Every entry needs to be printed exactly, please.

Records contained in a dataset
==========
PR #1158, opened 2026-09-06
Handle "request cancelled" GQL error

zetafunction:
Twitch's GraphQL API can return "request cancelled" when an upstream context is aborted or times out under load. Treat this transient error as retryable in the exponential backoff loop instead of raising a fatal GQLException.

Here's the log from my machine when I saw it:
==========
TASK RESULT –
PR #1158, opened 2026-09-06
Handle "request cancelled" GQL error

zetafunction:
Twitch's GraphQL API can return "request cancelled" when an upstream context is aborted or times out under load. Treat this transient error as retryable in the exponential backoff loop instead of raising a fatal GQLException.

Here's the log from my machine when I saw it:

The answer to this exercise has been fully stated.